Работали, правда, хорошо, а про авансы даже не заикались. Иногда у меня даже возникало жутковатое ощущение: я что, за каменной стеной? Жить становилось не то чтобы не трудно, а как-то посильно, что ли…

Я непозволительно расслабилась, отоспалась и даже стала слегка походить на женщину. Ну а что делает женщина, если ей не надо таскать охапки кирпичей? Конечно, она в бешеном азарте вьет гнезда и создает уют.

…Достала я по дешевке очень миленькие столы, деревянные, под лак. Совершенно обворожительные такие столики купила. Они потрясающе смотрелись на фоне свежих голубых обоев под белоснежным потолком и отлично гармонировали с укрощенным линолеумом. Могла ли я к этаким столикам поставить темные полированные кровати?

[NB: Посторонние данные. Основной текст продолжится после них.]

PR #551, opened 2019-09-11
New protected TLV format

### LINKED ISSUE #539: Protected area prevents appending TLV entries
Before adding the TLV protected area, it was possible to extend the TLV section (for example, to add additional signatures). This was a requested/required feature.

Now that the TLV protected area has been added, the TLV header, containing the length of the TLV is covered within image signatures. This means that the TLV length cannot be changed, without invalidating existing signatures (it would still be possible to append a new signature, but the old one would then become invalid).

One possible fix would be to skip the TLV header would computing the hash for the signature. This makes the checking code a bit more complex, however.

Related to #538.

image

utzig:
When using protected TLVs (for dependencies) the image validation was run over header + payload + tlv_info + protected TLVs. As a side-effect it was impossible to update the TLVs without rehashing (+ resigning) an image. This updates the validation routine to skip the tlv_info, so that hashing is run over header + payload + protected TLVs.

Fixes #539.

This is WIP, needs rebase after #549 is merged; `imgtool` and documentation changes in progress.

### DIFF
--- a/boot/bootutil/include/bootutil/image.h
+++ b/boot/bootutil/include/bootutil/image.h
@@ -41,6 +41,7 @@ struct flash_area;
 #define IMAGE_MAGIC_V1              0x96f3b83c
 #define IMAGE_MAGIC_NONE            0xffffffff
 #define IMAGE_TLV_INFO_MAGIC        0x6907
+#define IMAGE_TLV_PROT_INFO_MAGIC   0x6908
 
 #define IMAGE_HEADER_SIZE           32
 
@@ -150,7 +151,7 @@ struct image_tlv_iter {
     const struct flash_area *fap;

Нет уж, извините, никогда! Это противоречило моим правилам и чести. В малярийном бреду я бы этого не сделала, поэтому расшиблась в лепешку, обзвонила полстраны и на захудалой пригородной фабрике нашла невыносимой прелести деревянные кровати, легкие, прочные и с резными спинками. Когда я их привезла, все рты поразевали, честное слово, а Коля, узнав, за какой бесценок я их отхватила, вызвонил летчика Гришу. Доблестная авиация обрушила на меня все свое украинское обаяние, пытаясь разведать, где такие кроватки делают. Но я держалась насмерть: если из невинных персиков был сотворен вполне доброкачественный кайф и пару миллионов помимо варенья кореша наварили, то каких уголовных судорог они достигнут, торгуя кроватями? Гриша ходил за мной неотвязной тенью и скрежетал зубами. В конце концов он мне надоел смертельно и был приспособлен зачищать рейки наждачной шкуркой, чтобы не болтался под ногами без дела. Капитан исправно являлся на службу к девяти утра, шкурил на совесть, испускал голодные вздохи и время от времени взрыдывал: «Анна Серхевна, хде кроватками торхуют? Семья холодает…»

Все было почти хорошо, только заветная тысяча все-таки поползла. Смета, как вы уже поняли, была какая-то ненормальная. Кроме рам пришлось бетонировать крыльцо, заменить косяки и, черт побери, все-таки двери. За материалами я опять сгоняла Александра на дачу, но они с Колей до нее опять не доехали и привезли превосходные доски со все той же феноменальной свалки. О подробностях я мудро не стала расспрашивать, рассудив: меньше знаю — лучше сплю.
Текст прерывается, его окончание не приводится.